What you should do: Lines in the listing below containing the string "jsexpose" are to be identified and copied.

Material shown:
::::::::::
PR #2842, opened 2016-08-01
Pack management

enykeev:
ezgif com-resize


contrib/packs/actions/pack_mgmt/download.py
```diff
@@ -26,141 +25,94 @@
...
-# If you are here to fix a bug or add a feature answer these questions -
-# 1. Am I fixing a broken feature?
-# 2. Is this the only module in which to fix the bug?
-# 3. Am I sure this is a bug fix and not a feature?
-#
-# Only if you can emphatically answer 'YES' to allow about questions you should
-# touch this file. Else, be warned you might loose a part of you soul or sanity.
-#####
-
+PACK_VERSION_SEPARATOR = '#'
```
emedvedev: Any reason not to go with `=`? :) An existing convention, personal preference, etc?

enykeev: No one use `=` for this purpose as it seems. NPM uses `#` and PIP sticks to `@`. I like `#` more as it correlates with anchor part of the URL and also doesn't repeat throughout the rest of the url so you can just split by character.

emedvedev: Alright, makes sense. :)

lakshmi-kannan: Yeah, `#` makes sense to me.

contrib/packs/actions/pack_mgmt/download.py
```diff
@@ -16,7 +16,6 @@
 import os
```
lakshmi-kannan: Please make sure there is good test coverage for all the changes. I don't see much tests for new code added but I haven't looked at it in detail. This is a dangerous file to make changes because of absence of tests. I'd say this is a PR blocker.

conf/st2.conf.sample
```diff
@@ -73,8 +73,12 @@ backend = flat_file
 home_dir = /opt/cslang
 
 [content]
+# A URL pointing to the pack index. StackStorm Exchange is used by default. Use a comma-separated list for multiple indexes if you want to get other packs discovered with "st2 pack search".
+index_url = https://index.stackstorm.org/v1/index.json # comma separated list allowed here.
```
Kami: How does the ordering work if the same pack is available on multiple indexes? Does it work from left to right aka first one has priority?

It would be good to document this behavior somewhere in the docs.

emedvedev: See https://github.com/StackStorm/st2/pull/2842/files#diff-3a3bf900cae2541d75a791bc40814158R66

It works from right to left (the last one has priority), but could be changed to left-to-right. Pack names are assumed to be unique, and if you have overlapping pack names in different indexes, they'll be overwritten. I.e. if I maintain my own fork of the `sensu` pack and keep the name, my fork will be pulled when I do `st2 install sensu` if my index comes last in the list.

We should definitely document this, because it's also useful when maintaining local mirrors, etc.

contrib/packs/actions/pack_mgmt/download.py
enykeev: Done https://github.com/StackStorm/st2/pull/2842/commits/ee861a2fdd9bdfead3e76d362c3586b302b1915e

st2common/st2common/models/api/base.py
```diff
@@ -245,16 +243,6 @@ def cast_func(value):
...
-
-                    # Set default pack if one is not provided for resource create
-                    if function_name == 'post' and not hasattr(obj, 'pack'):
-                        extra = {
-                            'resource_api': obj,
-                            'default_pack_name': DEFAULT_PACK_NAME
-                        }
-                        LOG.debug('Pack not provided in the body, setting a default pack name',
-                                  extra=extra)
-                        setattr(obj, 'pack', DEFAULT_PACK_NAME)
```
enykeev: I moved this logic to https://github.com/StackStorm/st2/pull/2842/files#diff-530450a16546013ae50b71cd07dcb2b4R111 to avoid it leaking into every post request. I'm not entirely certain we don't rely on it anywhere else. I'm not sure we should have ever done anything like that in the first place. I'm absolutely positive that this is one of the worst places it could have been done.

@kami thoughts? https://github.com/StackStorm/st2/commit/39e5ac529b10cbc25bd1c4ddf58fac312bf33f20

st2api/st2api/controllers/v1/packs.py
```diff
@@ -32,6 +55,128 @@
...
+            return packs_service.search_pack_index(pack_search_request.query)
+        else:
+            return packs_service.get_pack_from_index(pack_search_request.pack)
+
+
+class IndexHealthController(RestController):
+
+    @jsexpose()
+    def get(self):
+        return packs_service.check_index_health()
```
enykeev: @emedvedev my personal take on that one is that if you absolutely positive you would need this functions to be services so you can reuse them somewhere else, you need to put an additional effort into separating parts that worth reusing from parts that are only make sense in API controller. For example, `search_pack_index` and `get_pack_from_index` probably should not return PackAPI instance, but should be converted to one in the API controller.

For one, I just feel uneasy with controllers as one liners. I have to go to packs_service to figure out what I'm going to get as a response. In an st2api v2 we're going to document response for every endpoint so it would be better for anyone if you would have an IndexHealthAPI model with the scheme describing the response from day one. Saying that, I too have this problem in PackRegisterController and should fix it before we merge.

enykeev:
I'd say that we need to create a parity between st2contrib and stackstorm-exchange before we merge the PR (so it would be easier for us to test it). We may have to recreate stackstorm-exchange another time for the official release to get all the latest changes.

conf/st2.conf.sample
Kami: Yep. And I think left-to-right is probably better for consistency since we already do this in other places - where you specify multiple MongoDB and RabbitMQ URLs, etc.

contrib/packs/actions/pack_mgmt/download.py
```diff
@@ -16,152 +16,102 @@
...
 GITINFO_FILE = '.gitinfo'
 PACK_RESERVE_CHARACTER = '.'
-
-STACKSTORM_CONTRIB_REPOS = [
-    'st2contrib',
-    'st2incubator'
-]
-
-#####
-# !!!!!!!!!!!!!!
```
Kami: Yay, go away and don't come back.

contrib/packs/actions/pack_mgmt/register.py
```diff
@@ -0,0 +1,127 @@
...
+
+        client_kwargs = {}
+        if cacert:
+            client_kwargs['cacert'] = cacert
+
+        return self._client(base_url=base_url, api_url=api_url,
+                            auth_url=auth_url, token=token,
+                            **client_kwargs)
+
+    def _get_st2_urls(self):
```
Kami: This looks familiar, probably from st2 pack? :P

contrib/packs/actions/render_template.py
```diff
@@ -0,0 +1,37 @@
...
+# See the License for the specific language governing permissions and
+# limitations under the License.
+
+import os
+
+from st2actions.runners.pythonrunner import Action
+from st2common.util import jinja as jinja_utils
+
+
+class RenderTemplateAction(Action):
```
Kami: Now that we support pack unit tests, unit test for this would be nice.

contrib/packs/actions/templates/pack.yaml.j2
```diff
@@ -0,0 +1,13 @@
+---
+name: {{ name }}
+description: {{ description }}
+{% if keywords %}
+keywords:
+{% for keyword in keywords %}
```
Kami: Do we need to use `-` at the end (-%}) to make sure there is no extra blank line where the control statement is?

st2api/st2api/controllers/v1/packs.py
```diff
@@ -32,6 +55,128 @@
...
+
+class PackInitController(ActionExecutionsControllerMixin, RestController):
+
+    @jsexpose(body_cls=PackInitRequestAPI, status_code=http_client.ACCEPTED)
+    def post(self, args):
+        parameters = vars(args)
+
+        new_liveaction_api = LiveActionCreateAPI(action='packs.create',
+                                                 parameters=parameters,
+                                                 user=None)
```
Kami: Can we please correctly carry the user context over if possible?

This way RBAC, {{user.}}, will work as expected (I know it's not used right now in that action, but still).

st2api/st2api/controllers/v1/packs.py
```diff
@@ -32,6 +55,128 @@
...
+                'packs': pack_uninstall_request.packs
+            }
+
+        new_liveaction_api = LiveActionCreateAPI(action='packs.uninstall',
+                                                 parameters=parameters,
+                                                 user=None)
+
+        execution = self._handle_schedule_execution(liveaction_api=new_liveaction_api)
+
+        return PackAsyncAPI(execution_id=execution.id)
```
Kami: As mentioned in the other PR, to be able to keep the same good user-experience we will either need to make API sync or use event-stream / poll on the client side...

st2api/st2api/controllers/v1/packs.py
```diff
@@ -32,6 +55,128 @@
...
+
+
+class PackRegisterController(RestController):
+
+    @jsexpose(body_cls=PackRegisterRequestAPI)
+    def post(self, pack_register_request):
+        if pack_register_request and hasattr(pack_register_request, 'types'):
+            types = pack_register_request.types
+        else:
+            types = ['runner', 'action', 'trigger', 'sensor', 'rule', 'rule_type', 'alias',
```
Kami: Should we use some constant for that or similar?

st2client/st2client/commands/pack.py
```diff
@@ -0,0 +1,247 @@
...
+        if not instance:
+            raise Exception('Server did not create instance.')
+
+        parent_id = instance.execution_id
+
+        stream_mgr = self.app.client.managers['Stream']
+
+        execution = None
+
+        with term.TaskIndicator() as indicator:
```
Kami: Ah, cool I see how you solved the async API in the client.

This works for me :+1:

st2client/st2client/models/core.py
```diff
@@ -385,3 +386,95 @@ def re_emit(self, trigger_instance_id, **kwargs):
...
+
+
+class StreamManager(object):
+    def __init__(self, endpoint, cacert, debug):
+        self._url = httpclient.get_url_without_trailing_slash(endpoint) + '/stream'
+        self.debug = debug
+        self.cacert = cacert
+
+    @add_auth_token_to_kwargs_from_env
+    def listen(self, events, **kwargs):
```
Kami: Can we explicitly declare arguments here? :P

It seems like we should only add token, api_key and then we can get rid of kwargs...

st2common/st2common/models/api/base.py
Kami: Yeah, I never liked it, it was hacky as hell.

I think we rely on it for actions and rules.

st2client/st2client/models/core.py
enykeev: We probably can, but the next time we decide to add some other kind of token, I'd rather be on the safe side. We're passing kwargs throughout the whole st2client. Why this place should be different?

st2api/st2api/controllers/v1/packs.py
enykeev: As I said previously, I'd rather we have all our content types in form of a tree with explicit dependencies (like runner before rule and rule_type before rule).

st2api/st2api/controllers/v1/packs.py
enykeev: Here he realizes https://github.com/StackStorm/st2/pull/2842#discussion_r84045133 :P

st2client/st2client/models/core.py
enykeev: I disagree. Bad consistency seem better to me than no consistency.

st2api/st2api/controllers/v1/packs.py
enykeev: The idea for this health check is to allow st2 to seamlessly switch to hot backup if something would happen with github or the link to it. It surely seems like an overkill, but since we can get it cheap enough, I don't see a reason not to.

enykeev: have I? Well, that's unfortunate :P

emedvedev: Anyway, I'll fix.

emedvedev:
> I'd say that we need to create a parity between st2contrib and stackstorm-exchange before we merge the PR (so it would be easier for us to test it). We may have to recreate stackstorm-exchange another time for the official release to get all the latest changes.

@enykeev you mean recreate all packs? I don't have tagging implemented yet, but once I get it done, I'll run the script.

Kami:
For a more consistent and explicit API, I propose changing:

/v1/packs/search -> /v1/packs/index/search
/v1/packs/health -> /v1/packs/index/health

What do others think?

enykeev:
Personally, I don't see the need in it, but when I try to find a problem with it I fell like I'm starting nitpicking. If you sure you feel strongly about it, go ahead, but I surely hoping you have a plan in mind 😛

Kami:
I think it's a good idea because the API operation searches the registry (it doesn't search locally installed pack, we have list for that) and it queries health of the indexes / registries specified in the config.

Not having health somewhere in the URL makes it confusing, imo (it makes it seem like operation is performed on the packs, but as mentioned above, it's not).

Kami:
Another small naming thing - do we all like the idea of calling it "index" everywhere"? Or do we think something else would be better (e.g. registry)?

emedvedev:
@Kami index is fine, I think. Registry might have some weird connotations, since we also have pack registration, --register-all, etc. It's not a bad choice, just might get confusing in the context. Index is clear and has no other meaning

```
/v1/packs/search -> /v1/packs/index/search
/v1/packs/health -> /v1/packs/index/health
```
Gfi.

enykeev:
ok, seems green enough to me 😛 Merging!

PR #2853, opened 2016-08-06
Use and run unit and integration tests with MongoDB 2.4, 2.6 and 3.2

Kami:
This pull request updates Travis file so we now run unit and integration tests with MongoDB 2.4, 2.6 and 3.2.

In the future we should drop official support for versions < 3.2 since they are quite old now.

In addition to the MongoDB change, I also updated the script to create a ramdisk and use this for MongoDB data dir. In theory, this should speed things up a bit, but probably not by much since we are running on a shared environment.

Note: If it turns out that the whole build now takes too long because we run 4 additional jobs, we can update the build configuration and only run tests with MongoDB 3.2.

### DIFF
--- a/.travis.yml
+++ b/.travis.yml
@@ -43,7 +43,7 @@ before_script:
   - wget http://fastdl.mongodb.org/linux/mongodb-linux-x86_64-${MONGODB}.tgz -O /tmp/mongodb.tgz
   - tar -xvf /tmp/mongodb.tgz
   - mkdir /tmp/data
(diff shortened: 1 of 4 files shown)


Kami:
So yeah, sadly running takes many jobs does slow down the whole build quite a bit so for now I will only make sure we run tests with MongoDB 3.2.

The code itself is ready so it's easy to get it up and running with multiple versions in case we upgrade to get more parallel builds or similar.

PR #2854, opened 2016-08-08
Make fixate-requirements.py PIP 8.1.2 Compatible

andrew-regan:
Using PIP 8.1.2 with _fixate-requirements.py_ currently results in the following due to internal changes in PIP:

```
  File "scripts/fixate-requirements.py", line 174, in <module>
    skip=skip)
  File "scripts/fixate-requirements.py", line 117, in write_requirements
    requirements = merge_source_requirements(sources)
  File "scripts/fixate-requirements.py", line 96, in merge_source_requirements
    if req.req.project_name in projects:
AttributeError: 'Requirement' object has no attribute 'project_name'
```

See: https://github.com/pypa/pip/issues/3687

This change should be backward compatible with earlier versions of pip. Tested with 7.1.2 and 8.1.2.

### DIFF
--- a/scripts/fixate-requirements.py
+++ b/scripts/fixate-requirements.py
@@ -93,9 +93,9 @@ def merge_source_requirements(sources):
             # Requirements starting with project name "project ..."
             if req.req:
                 # Skip already added project name
-                if req.req.project_name in projects:
+                if req.name in projects:
                     continue
-                projects.add(req.req.project_name)
+                projects.add(req.name)
                 merged_requirements.append(req)
 
             # Requirements lines like "vcs+proto://url"
@@ -120,7 +120,7 @@ def write_requirements(sources=None, fixed_requirements=None, output_file=None,
     # Make sure there are no duplicate / conflicting definitions
     fixedreq_hash = {}
     for req in fixed:
-        project_name = req.req.project_name
+        project_name = req.name
 
         if not req.req:
             continue
@@ -133,7 +133,7 @@ def write_requirements(sources=None, fixed_requirements=None, output_file=None,
     lines_to_write = []
     links = set()
     for req in requirements:
-        if req.req.project_name in skip:
+        if req.name in skip:
             continue
 
         # we don't have any idea how to process links, so just add them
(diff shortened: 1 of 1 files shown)


lakshmi-kannan:
https://github.com/StackStorm/st2/blob/master/Makefile#L204
https://github.com/StackStorm/st2/blob/master/fixed-requirements.txt#L30
makes me think twice. We should test with latest versions of pip for sure. You have my skeptic +1. Please wait for @Kami to confirm.

andrew-regan:
Yeah....we hit this explicitly trying to pull in 8.1.2 w/o using that Makefile.

andrew-regan:
Are there other known issues when using pip>8.0.0 w/ StackStorm?

Kami:
Thanks for the PR.

I'm fine with this change, but can we please make the code more fail-safe so it also works with older versions?

Besides that, LGTM.

Kami:
@andrew-regan 

> Are there other known issues when using pip>8.0.0 w/ StackStorm?

Not that I'm aware off and fixate-requirements is a build-time only dependency anyway :)

andrew-regan:
@Kami How far back do you want to go? I tested with 7.1.2 and 8.1.2 which looks to be as far back as StackStorm currently supports according to the Makefile?

`$(VIRTUALENV_DIR)/bin/pip install --upgrade "pip>=7.1.2,<8.0.0"`

andrew-regan:
`InstallRequirement.name` looks to exist in PIP 6.0 as well.

Kami:
@andrew-regan pip>=7.1.2 is fine.

So value of req.req.project_name and req.name is always the same?

Kami:
I just checked it locally and it looks like the values are indeed the same.

I will go ahead and merge it. Thanks!

andrew-regan:
If 7.1.2 is used it will behave exactly the same because `name` returns `req.project_name`:
```
    @property
    def name(self):
        if self.req is None:
            return None
        return native_str(self.req.project_name)
```

8.1.2 returns the exact same information, but it is stored internally in a different location:
```
    @property
    def name(self):
        if self.req is None:
            return None
        return native_str(pkg_resources.safe_name(self.req.name))
```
::::::::::
Expected output:
+    @jsexpose()
+    @jsexpose(body_cls=PackInitRequestAPI, status_code=http_client.ACCEPTED)
+    @jsexpose(body_cls=PackRegisterRequestAPI)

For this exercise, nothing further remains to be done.